Transport

Reprise de Corsair : l’outre-mer se ménage une ouverture vers l’extérieur

Reprise de Corsair : l’outre-mer se ménage une ouverture vers l’extérieur

Corsair reprise par un consortium d’investisseurs privés et publics d’outre-mer.

L’annonce a animé un ciel morose parce que le transport aérien est véritablement percuté par la crise sanitaire : la compagnie aérienne Corsair, en redressement judiciaire auprès du tribunal de commerce de Créteil, est reprise par un consortium regroupant une quinzaine d’investisseurs privés et publics d’outre-mer, dont des collectivités de ces régions, pour un montant auquel s’ajoutent des aides de l’État afin d’atteindre les 300 M€ nécessaires pour racheter la totalité des parts de la compagnie à Intro Aviation et au groupe TUI. La compagnie risquait en effet d’être liquidée parce que ses fonds propres étaient négatifs, son propriétaire n’ayant aucune intention de remettre au pot, sabrant plutôt dans ses programmes et ses effectifs pour passer l’hiver. En outre, en tant que compagnie étrangère puisque son capital est détenu par un groupe allemand, Corsair ne pouvait prétendre à aucune aide de l’État français, dont un prêt garanti par l’État (PGE).

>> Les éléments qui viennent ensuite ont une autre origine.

PR #2673, opened 2019-03-21
ENCD-4535 long rna qc

p-sud:


jahilton:
A couple files don't end with empty lines

jahilton:
As an FYI, ISO-seq is being changed to 'long read RNA-seq' during this same release. Should probably go ahead and make those changes on this branch.

p-sud:
@jahilton the assay name and newline issues should be fixed

src/encoded/schemas/long_read_rna_mapping_quality_metric.json
```diff
@@ -0,0 +1,48 @@
...
+        },
+        "full_length_non_chimeric_read_count": {
+            "title": "Full length non-chimeric read count",
+            "description": "Quantity of full-length reads not mapping chimerically of the genome",
+            "type": "integer",
+            "minimum": 0
+        },
+        "mapping_rate": {
+            "title": "Mapping rate",
+            "description": "Percentage of reads mapping to the genome",
```
ottojolanki: This description is inaccurate and leads one to think that this would be a number between 0 and 100.

src/encoded/schemas/long_read_rna_mapping_quality_metric.json
```diff
@@ -0,0 +1,48 @@
...
+        { "$ref": "mixins.json#/standard_status"},
+        { "$ref": "mixins.json#/assay" }
+   ],
+    "properties": {
+        "schema_version": {
+            "default": "1"
+        },
+        "full_length_non_chimeric_read_count": {
+            "title": "Full length non-chimeric read count",
+            "description": "Quantity of full-length reads not mapping chimerically of the genome",
```
ottojolanki: This description would be better stated as: "Quantity of reads that are full-length and do not contain a chimeric adaptor arrangement."

src/encoded/schemas/long_read_rna_mapping_quality_metric.json
p-sud: Changed to "Proportion of reads..."

src/encoded/schemas/long_read_rna_mapping_quality_metric.json
p-sud: Updated description, thanks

Éric Koury, PDG de Care (Air Guyane, Air Antilles Express), et Patrick Vial-Collet, fondateur de Leader Hôtels (1400 lits entre la Guadeloupe, Marie-Galante et un 5 étoiles à construire en Martinique) sont à l’origine de cette reprise. Ces opérateurs, dont les activités se sont confortées durant les quinze dernières années, redoutaient de se retrouver dans un duopôle avec Air France d’un côté et ses propres soucis de retour à l’équilibre, et de l’autre Air Caraïbes qui, depuis octobre dernier, s’est adossée à CMA CGM, compagnie maritime en situation de monopole sur les îles. C’est comme si après que le coronavirus avait été comme un chien dans un jeu de quilles, l’écosystème se reformait autour de nouvelles situations monopolistiques : pas très bon pour la concurrence et le juste prix.

Que des opérateurs, autres que les historiques, soient en mesure de proposer des alternatives crédibles est une vraie nouveauté dans le paysage. Ils ont émergé en Guadeloupe ou à La Réunion par exemple. Que des collectivités comprennent la nécessité de ce lien avec l’extérieur et se positionnent malgré les échecs passés, tels le conseil régional de Guadeloupe, le département de Mayotte, est aussi une bonne chose. En revanche, il y a de grands absents pour l’instant : les collectivités de Martinique et de Guyane qui réfléchissent encore, mais surtout un acteur historique qui pourtant a des intérêts dans tous les territoires touchés par Corsair. Ses intérêts plus personnels sont sans doute ailleurs.